Hukam Chand Kachwai (born July 23, 1933 in Ujjain, Madhya Pradesh) was a leader of Bharatiya Janata Party, Social worker, trade unionist and a former member of Lok Sabha from Madhya Pradesh. Kachwai participated in Satyagraha and jailed for two months. To fullfill the demamnds of the workers of Shri Gopal Paper Mills, Kachwai went on 28 days hunger strike and again jailed for 57 days. Kachwai was jailed several times in the connections with politicals movements and remained detained for 19 months during Emergency in India.

Hukam  Chand Kachwai is the fist indian Member of Parliament who raised the questions in Indianparliament to develop the Atom Bomb in India to make the country powerful but he was opposed hard by MPs of Indian National Congress party.

Life 

Hukumchan was elected MP from Morena and Shajapur.
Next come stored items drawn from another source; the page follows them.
PR #333, opened 2018-03-22
Fixes #22993 - refactor audits definitions

ares:
while this is not entirely necessary, it would be good to be consistent with other models from plugins and core and have the audited definition first (it must preceed Taxonomix inclusion)

### DIFF
--- a/app/models/job_template.rb
+++ b/app/models/job_template.rb
@@ -1,4 +1,5 @@
 class JobTemplate < ::Template
+  audited
   include ::Exportable
 
   class NonUniqueInputsError < Foreman::Exception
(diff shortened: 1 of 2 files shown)


app/models/job_template.rb
```diff
@@ -1,4 +1,5 @@
 class JobTemplate < ::Template
+  audited :allow_mass_assignment => true
```
tbrisker: `allow_mass_assignment` has been removed and is no longer needed.

iNecas:
After the question of @tbrisker is answered/addressed. No other questions

ares:
Sorry it took me a while. Ticket moved to REX project, removed mass assignment and removed empty space from the array so also hound is happy. @iNecas this should get into release that will be shipped with 1.18.

tbrisker:
[test]

ares:
3 combinations are green, I guess we can consider this as green

```
HostgroupJSTest::edit form::puppet classes are not available in the environment::Puppet classes tab.test_0002_it marks selected classes as unavailable
HostgroupJSTest::edit form::puppet classes are not available in the environment::Puppet classes tab.test_0001_it shows a warning
```

iNecas:
Thanks @ares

Whereas, he was MP from Ujjain for two terms.  After the formation of Janata Party and BJP, he left the party and joined the Congress in the 1990s, due to a tussle over policy issues.
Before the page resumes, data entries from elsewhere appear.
PR #335, opened 2018-03-26
Fixes #23016 - Fix setting refresh flag when retrieving output via API

adamruzicka:


iNecas:
@lpramuk mind tresting?

iNecas:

Former Indian President Ram Nath Kovind was a close aid to Hukam Chand Kachwai and after the death of Kachwai, Kovind was became emotional during his visit to Ujjain. In 1974, Kachwai fixed the marriage of Ram Nath Kovind, with Savita Kovind.

He was a Member of the Third, Fourth, Fifth and Sixth Lok Sabha representing Dewas,  Ujjain,  Morena and Ujjain Parliamentary constituencies.  He died in 1996. He belonged to the Koli community of Madhya Pradesh.

Other posts held 
 1964 - president of Bhartiya railway majdoor Sangh
 1969, president of Delhi Milk Scheme Employees Union
 1969, Bhartiya majdur parivahan Sangh
 1969, Group commander of Seva Dal Ujjain
 1969, Member of Rashtriya Swayamsevak Sangh
 1969, Patron of New Delhi Municipal Employees Union
 1969 - 1971, president of All India Ticket Checking Staff Association Western Railway
 1969 - 1971, Western Indian Railway Guards association
 1973 - 1975, Vice-President of Akhil Bhartiya Kshatriya Koli Samaj
 Member of Committee on the Welfare of Scheduled Castes and Scheduled Tribes

Social activities 
 1950 - 1952, Hukam Chand Kachwai Collected food and clothing in Ujjain to help the refugees from East Pakistan
 1952, Kachwai provided help to the victims of famine in Jhabua region of Madhya Pradesh and took part in Anti-Cow-Slaughter Movement
1957, active Member of the Seva Samiti 
 1957 - till death, worked actively for the eradication of evils of drinking, gambling and child marriage amongst the Koli community.

Tribute 
 In Ujjain, a trust is running in the respect of Hukamchand Munnalal Kachwai names as Hukam Chand Kachwai memorial trust.

References

|-

People from Ujjain
1996 deaths
India MPs 1977–1979
India MPs 1962–1967
India MPs 1967–1970
India MPs 1971–1977
Lok Sabha members from Madhya Pradesh
Bharatiya Jana Sangh politicians
1933 births
People from Morena district
People from Dewas
People from Dewas district
Politicians from Ujjain
Janata Party politicians
Bharatiya Janata Party politicians from Madhya Pradesh
Indians imprisoned during the Emergency (India)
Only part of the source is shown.